> [Directions for this task] Each line in the entries below that holds the word "wrapped" belongs in the answer.

> [Stored data]
PR #122, opened 2019-07-14
Configurable message size

robem:
In order to access the replica configuration values from anywhere inside
concord-bft we can either pass around the ReplicaConfig structure, introduce a
global variable or create a singleton. The former isn't easy to do because it
would touch a lot of function signatures and hence would cause a lot of merge
conflicts for other developers. A singleton is pretty much a global variable
but with the guarantee of a consistent view. At the moment, the properties are
read-only but this is no blocker for future setters.
The main motivation is to make concord-bft properties configurable at start-up
time. Re-compiling every time we want to change a constant is simply not
practical. With the proposed approach, you can add a new config value to the
ReplicaConfig structure, add a getter in the singleton and use it wherever its
needed without passing around the ReplicaConfig structure.

- - -

**Review hint**

1st commit: Introduction of the singleton w/o changing existing logic
2nd commit: Replace constants with configurable values

### DIFF
--- a/bftengine/include/bftengine/ReplicaConfigSingleton.hpp
+++ b/bftengine/include/bftengine/ReplicaConfigSingleton.hpp
@@ -1,0 +1,54 @@
+//Concord
+//
+//Copyright (c) 2019 VMware, Inc. All Rights Reserved.
+//
+//This product is licensed to you under the Apache 2.0 license (the "License").  You may not use this product except in compliance with the Apache 2.0 License. 
+//
+//This product may include a number of subcomponents with separate copyright notices and license terms. Your use of these subcomponents is subject to the terms and conditions of the subcomponent's license, as noted in the LICENSE file.
+
+#pragma once
+
+#include <stdint.h>
+#include <set>
+#include <string>
+
+#include "ReplicaConfig.hpp"
+
+class IThresholdSigner;
+class IThresholdVerifier;
+
+namespace bftEngine {
+
+class ReplicaConfigSingleton {
+    public:
+	// Note, for initialization, this function is not thread-safe. The
+	// caller needs to make sure that only one thread at a time calls this
+	// function when a non-nullptr `config` parameter is supplied.
+	static ReplicaConfigSingleton& GetInstance(const ReplicaConfig* config=nullptr);
+
+	uint16_t GetFVal() const;
+	uint16_t GetCVal() const;
+	uint16_t GetReplicaId() const;
+	uint16_t GetNumOfClientProxies() const;
+	uint16_t GetStatusReportTimerMillisec() const;
+	uint16_t GetConcurrencyLevel() const;
+	bool GetAutoViewChangeEnabled() const;
+	uint16_t GetViewChangeTimerMillisec() const;
+	std::set<std::pair<uint16_t, std::string>> GetPublicKeysOfReplicas() const;
+	std::string GetReplicaPrivateKey() const;
+	IThresholdSigner const* GetThresholdSignerForExecution() const;
+	IThresholdVerifier const* GetThresholdVerifierForExecution() const;
+	IThresholdSigner const* GetThresholdSignerForSlowPathCommit() const;
+	IThresholdVerifier const* GetThresholdVerifierForSlowPathCommit() const;
+	IThresholdSigner const* GetThresholdSignerForCommit() const;
+	IThresholdVerifier const* GetThresholdVerifierForCommit() const;
+	IThresholdSigner const* GetThresholdSignerForOptimisticCommit() const;
+	IThresholdVerifier const* GetThresholdVerifierForOptimisticCommit() const;
+
+    private:
+	ReplicaConfigSingleton();
+	ReplicaConfig config_;
+	bool is_initialized_;
+};
+
+}  // namespace bftEngine
--- a/bftengine/include/bftengine/ReplicaConfigSingleton.hpp
+++ b/bftengine/include/bftengine/ReplicaConfigSingleton.hpp
@@ -44,6 +44,10 @@ class ReplicaConfigSingleton {
 	IThresholdVerifier const* GetThresholdVerifierForCommit() const;
 	IThresholdSigner const* GetThresholdSignerForOptimisticCommit() const;
 	IThresholdVerifier const* GetThresholdVerifierForOptimisticCommit() const;
+	uint32_t GetMaxExternalMessageSize() const;
+	uint32_t GetMaxReplyMessageSize() const;
+	uint32_t GetMaxNumOfReservedPages() const;
+	uint32_t GetSizeOfReservedPage() const;
 
     private:
 	ReplicaConfigSingleton();
--- a/bftengine/src/bcstatetransfer/BCStateTran.cpp
+++ b/bftengine/src/bcstatetransfer/BCStateTran.cpp
@@ -144,7 +144,7 @@ BCStateTran::BCStateTran(
   :
   pedanticChecks_{ config.pedanticChecks },
   as_{ stateApi },
-  psd_{ createDataStore(persistentDataStore, kSizeOfReservedPage) },
+  psd_{ createDataStore(persistentDataStore, config.sizeOfReservedPage) },
   replicas_{ generateSetOfReplicas((3*config.fVal) + (2*config .cVal) + 1) },
   myId_{ config.myReplicaId },
   fVal_{ config.fVal },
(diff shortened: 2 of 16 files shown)


salieri11:
Great idea, @robem ! I would like to raise one issue with this proposal. We might want to have some cases, in future, where replicas may have different configuration (e.g. different timeouts etc). I suggest to do the change you propose in the following way: 1) redo the ReplicaConfig singleton and 2) create a wrapper, say ConfigurationManager with static getConfiguration method. In the wrapper you can decide to return any type of config struct, singleton or not. The wrapper will be exposed over the code. The wrapper itself maybe singleton instead of static class, although IMO singleton is creational pattern and using it as a global variable is somehow behavioural pattern, but I don't have any strong position here.

bftengine/include/bftengine/ReplicaConfigSingleton.hpp
```diff
@@ -0,0 +1,51 @@
...
+class IThresholdSigner;
+class IThresholdVerifier;
+
+namespace bftEngine {
+
+class ReplicaConfigSingleton {
+    public:
+	static ReplicaConfigSingleton& GetInstance(const ReplicaConfig* config=nullptr);
+
+	uint16_t GetFVal();
```
andrewjstone: All these getters should be const methods. Additionally, the methods that return pointers should return const* to prevent global mutation.

bftengine/src/bftengine/ClientReplyMsg.cpp
```diff
@@ -9,14 +9,15 @@
...
+#include "ReplicaConfigSingleton.hpp"
 
 namespace bftEngine
 {
 	namespace impl
 	{
 
 		ClientReplyMsg::ClientReplyMsg(ReplicaId primaryId, ReqId reqSeqNum, ReplicaId replicaId)
-			: MessageBase(replicaId, MsgCode::Reply, maxExternalMessageSize) 
+			: MessageBase(replicaId, MsgCode::Reply, bftEngine::ReplicaConfigSingleton::GetInstance().GetMaxExternalMessageSize())
```
andrewjstone: I don't believe you need the `bftEngine` namespace qualifier, since it's an enclosing namespace. I'm fine leaving it, but removing it would make these lines shorter. Singleton indicates that it's a global type anyway.

bftengine/src/bftengine/ReplicaConfigSingleton.cpp
```diff
@@ -0,0 +1,141 @@
...
+
+class IThresholdSigner;
+class IThresholdVerifier;
+
+namespace bftEngine
+{
+
+ReplicaConfigSingleton::ReplicaConfigSingleton() : is_initialized_(false) {}
+
+ReplicaConfigSingleton& ReplicaConfigSingleton::GetInstance(const ReplicaConfig* config)
```
beerriot: Could you please add a comment, either here or in the header file, noting that this function is not thread-safe, so it is the caller's job to ensure that only a single thread calls this with a non-null pointer at a time?

robem:
> Great idea, @robem ! I would like to raise one issue with this proposal. We might want to have some cases, in future, where replicas may have different configuration (e.g. different timeouts etc). I suggest to do the change you propose in the following way: 1) redo the ReplicaConfig singleton and 2) create a wrapper, say ConfigurationManager with static getConfiguration method. In the wrapper you can decide to return any type of config struct, singleton or not. The wrapper will be exposed over the code. The wrapper itself maybe singleton instead of static class, although IMO singleton is creational pattern and using it as a global variable is somehow behavioural pattern, but I don't have any strong position here.

@salieri11 Thanks for your review! I thought about multiple replicas and a singleton as well but I assume we would run each replica (its SMR stack plus the db adapter) in a separate process anyways and hence a singleton should still work. But if we want to support multiple configurations per replica at runtime then the ConfigurationManager makes sense to me. However, AFAIK, we don't do multiple configs at runtime yet and hence I would defer the ConfigurationManager.

bftengine/src/bftengine/ReplicaConfigSingleton.cpp
robem: Thanks for the review!

bftengine/src/bftengine/ClientReplyMsg.cpp
robem: Thanks for the review!

salieri11:
I would not defer it right now. Besides being a part of any product, this library is used extensively for the research. Making core structs singleton in the library decreases its generic nature. The decision about providing this or that type of configuration should be outside the library or at least wrapped. It will pay off later IMO. Moreover, it implies that now there 2 semantically similar replica config structs - I believe we should not go there. This can be accepted as a temporary solution only if it blocks you but please mark it explicitly.

andrewjstone:
> I would not defer it right now. Besides being a part of any product, this library is used extensively for the research. Making core structs singleton in the library decreases its generic nature. The decision about providing this or that type of configuration should be outside the library or at least wrapped. It will pay off later IMO. Moreover, it implies that now there 2 semantically similar replica config structs - I believe we should not go there. This can be accepted as a temporary solution only if it blocks you but please mark it explicitly.

I'm really not following the concern here. A configuration type (ReplicaConfig) should be shared among all replicas. The values of that type can be different per replica. However, since each replica runs in a separate process there are no conflicts. Once a configuration is set to start a replica it is static for the lifetime of the replica process. The singleton just provides accessors to data that is already static. This is not any less generic than what we currently have, it just makes the configuration available inside the BFT library. The configuration is still chose and set by the code above by passing in a ReplicaConfig.

I'm not saying we should defer work on a configuration manager, because I'm not sure we should implement one at all. What explicit value does it provide?

salieri11:
Singleton is not a pattern for replacing global variables and having more then 2 replicas in the process is very realistic.

salieri11:
Discussed offline - agreed that this is temporary solution. +1 to merge

bftengine/src/bftengine/ReplicaConfigSingleton.cpp
robem: I ran `make test` and the simpleTest as Andrew pointed out below.

upshaw-alex:
> LGTM! Thanks Rob.
> 
> If you didn't do it already, please make sure our basic tests pass. Run simpleTest as described in the README and `cd build && make test`

I am sure you already know this, it would be more reliable if we had some form of CI that could run automatically and reject merge requests that break any tests we have rather than relying on people to manually run the tests.

upshaw-alex:
For whatever it is worth, I might throw out that the solution I was considering was to add the size parameters of interest to the `BaseCommConfig` struct (which I chose over the `ReplicaConfig` struct because these parameters seemed somehow communication-related) and then pass that struct around through the codebase to wherever these limits are needed.

I think something along those lines might be a better long-term solution because it would avoid the problem of creating a singleton which is kind of global in nature that Igor seems to object to. In the process of this work I did not finish before Rob M. was able to open this PR, I was modifying _many_ function and constructor signatures because I was finding the limits were needed in places many layers of functions below where the communication configuration was accessible, and this work was evidently taking longer than what Rob M. did even without accounting for the merge conflicts it would be creating (the descriptiveness of the merge conflicts could be something I honestly neglected to consider in hindsight).

I would be somewhat curious to hear if anyone has thoughts on what the long-term solution replacing this temporary solution will be. Does anyone have an idea differing from adding the limits to a config struct then passing that everywhere it is needed? In the process of working on the implementation I was attempting, I found a lot of things were directly or indirectly dependent on the size limits of interest. I am wondering if we shouldn't consider seeing if we can refactor anything to reduce the number of things dependent on these communication size limits. I am not entirely convinced that unnecessary dependencies on the size limits won't create other problems.

bftengine/src/bcstatetransfer/BCStateTran.cpp
```diff
@@ -558,21 +559,21 @@ void BCStateTran::saveReservedPage(uint32_t reservedPageId,
...
   Assert(reservedPageId < numberOfReservedPages_);
-  Assert(copyLength <= kSizeOfReservedPage);
+  Assert(copyLength <= sizeOfReservedPage_);
 
   psd_->setPendingResPage(reservedPageId, inReservedPage, copyLength);
 }
 
 void BCStateTran::zeroReservedPage(uint32_t reservedPageId) {
-    LOG_INFO(STLogger, "BCStateTran::zeroReservedPage - reservedPageId="
+    LOG_DEBUG(STLogger, "BCStateTran::zeroReservedPage - reservedPageId="
```
upshaw-alex: Was it your intention to commit the demotion of this logging statement from `INFO` to `DEBUG`, and, if so, can I ask why? This change does not seem immediately related to your configurability fix, so I wanted to validate it is intentional and understand the context for it.

robem: Thanks for your review! Yes, this is intentional, I was playing around with the number of reserved pages. Logging this for every page in INFO delays start-up time significantly.

upshaw-alex: Thank you for the clarification.

ittaiab:
merged based on support as temporary solution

> [Finished exercise]
I would not defer it right now. Besides being a part of any product, this library is used extensively for the research. Making core structs singleton in the library decreases its generic nature. The decision about providing this or that type of configuration should be outside the library or at least wrapped. It will pay off later IMO. Moreover, it implies that now there 2 semantically similar replica config structs - I believe we should not go there. This can be accepted as a temporary solution only if it blocks you but please mark it explicitly.
> I would not defer it right now. Besides being a part of any product, this library is used extensively for the research. Making core structs singleton in the library decreases its generic nature. The decision about providing this or that type of configuration should be outside the library or at least wrapped. It will pay off later IMO. Moreover, it implies that now there 2 semantically similar replica config structs - I believe we should not go there. This can be accepted as a temporary solution only if it blocks you but please mark it explicitly.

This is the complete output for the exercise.